#### [Information provided]
━━━━━━

PR #628, opened 2026-09-05
Stop re-reading settings that nothing has changed

zios0007:
**Stacked on #616** — that PR adds the shared read cache; this one gives it two lifetimes. The diff shows both until #616 merges.

Reads fall into two kinds and were treated as one.

**Status reads** change on their own — where a PTZ camera points, whether the siren is sounding, which day/night profile the device switched itself to. Those must be polled.

**Config reads** change only when something writes them. A write already drops this host's cached entries, so a change made through Home Assistant is reflected immediately. Re-asking the device every poll buys nothing but load.

```
getConfig  ->  300s   MotionDetect, DisableLinkage, DisableEventNotify,
                      SmartMotionDetect, Lighting, Lighting_V2, VideoInMode
everything ->    5s   ptz.cgi getStatus, coaxialControlIO getStatus
```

━━━━━━

#### [Exercise objective]
Everything from the line that contains "nothing but load." through the end of the records must be duplicated exactly, and nothing outside that range.

#### [Exercise result]
**Config reads** change only when something writes them. A write already drops this host's cached entries, so a change made through Home Assistant is reflected immediately. Re-asking the device every poll buys nothing but load.

```
getConfig  ->  300s   MotionDetect, DisableLinkage, DisableEventNotify,
                      SmartMotionDetect, Lighting, Lighting_V2, VideoInMode
everything ->    5s   ptz.cgi getStatus, coaxialControlIO getStatus
```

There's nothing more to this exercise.